GfK-Konsumklimaindex bleibt hoch Lieber konsumieren als sparen

Stand: 20.12.2019, 08:56 Uhr

Die Diskussion um Negativzinsen auf Bankkonten treibt die Konsumlust der Deutschen an. Auch im neuen Jahr bleiben die Verbraucher in Kauflaune. Die Sparneigung ist laut dem GfK-Barometer auf ein Allzeit-Tief gefallen.

"Das Sparen als Alternative zum Konsum ist derzeit wenig attraktiv, zumal nun auch Privatanleger befürchten müssen, Strafzinsen für ihre Geldanlagen bei den Banken zahlen zu müssen", erklärte GfK-Konsumexperte Rolf Bürkl. Die Neigung der Verbraucher zu größeren Anschaffungen steige daher. Für den Handel "sind das im Jahresendspurt sicherlich gute Nachrichten", meinte Bürkl.
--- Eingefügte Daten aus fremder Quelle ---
PR #1997, opened 2018-02-28
[flex] better margin support with Wrap

StephaneDelcroix:
### Bugs Fixed ###

/

### API Changes ###

/

### Behavioral Changes ###

/

### PR Checklist ###

### DIFF
--- a/Xamarin.Flex/Flex.cs
+++ b/Xamarin.Flex/Flex.cs
@@ -188,7 +188,7 @@ namespace Xamarin.Flex
 	}
 
 	/// <summary>
-	/// Value for <see cref="P:Xamarin.Flex.Item.Wrap" />.
+	/// Value for <see cref="P:Xamarin.Flex.Item.Basis" />.
 	/// </summary>
 	struct Basis {
 		readonly bool _isRelative;
@@ -524,9 +524,7 @@ namespace Xamarin.Flex
 					}
 					else {
 						child.Frame[layout.frame_size2_i] = (layout.vertical ? width : height)
-							- (layout.vertical ? child.MarginLeft : child.MarginTop)
-							- (layout.vertical ? child.MarginRight : child.MarginBottom);
-
+							- child.MarginThickness(!layout.vertical);
 					}
 				}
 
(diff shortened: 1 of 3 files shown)


Xamarin.Forms.Core/FlexLayout.cs
```diff
@@ -408,12 +408,12 @@ protected override SizeRequest OnMeasure(double widthConstraint, double heightCo
 			if (double.IsPositiveInfinity(widthConstraint)) {
 				widthConstraint = 0;
 				foreach (var item in _root)
-					widthConstraint = Math.Max(widthConstraint, item.Frame[0] + item.Frame[2]);
+					widthConstraint = Math.Max(widthConstraint, item.Frame[0] + item.Frame[2] + item.MarginRight);
```
StephaneDelcroix: this fixes measuring with margins

Xamarin.Flex/Flex.cs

Sparneigung auf historischem Tief

Die Diskussion um die Negativzinsen hat die Sparneigung der deutschen Verbraucher auf minus 74 Punkte gedrückt. Das ist der niedrigste Stand, den die Marktforscher der GfK je ermittelt haben.

Insgesamt hat sich die Konsumlaune in Deutschland etwas eingetrübt, bleibt aber auf hohem Niveau. Das nach einer Umfrage unter 2.000 Verbrauchern ermittelte Konsumklima-Barometer für Januar sank leicht um 0,1 auf 9,6 Punkte. "Die Verbraucher lassen sich ihre Kauflaune bislang nicht verderben", sagte GfK-Experte Bürkl am Freitag.

Konjunktur- und Einkommensaussichten trüben sich ein

Die Konsumenten beurteilen die Konjunkturaussichten etwas schlechter als zuletzt. Die Konjunkturerwartungen gaben nach. "Bei den Verbrauchern hat sich zuletzt offenbar der Eindruck verstärkt, dass sich die deutsche Konjunktur spürbar abschwächen wird", erklärte die GfK. Handelskonflikte und schwächere Weltkonjunktur hingen "wie ein Damoklesschwert über der Exportnation Deutschland". Das dürfte die Angst vor Jobverlust in den exportorientierten Industrien und bei deren Zulieferern steigen lassen.

Bei den Einkommenserwartungen sind die Deutschen noch skeptischer. Mit 35,0 Punkten liegen sie auf dem niedrigsten Niveau seit über sechs Jahren. "Meldungen über personelle Anpassungen in einigen Industriebereichen wie der Automobilindustrie und deren Zulieferern lassen den Einkommensoptimismus schwinden", erklärte die GfK.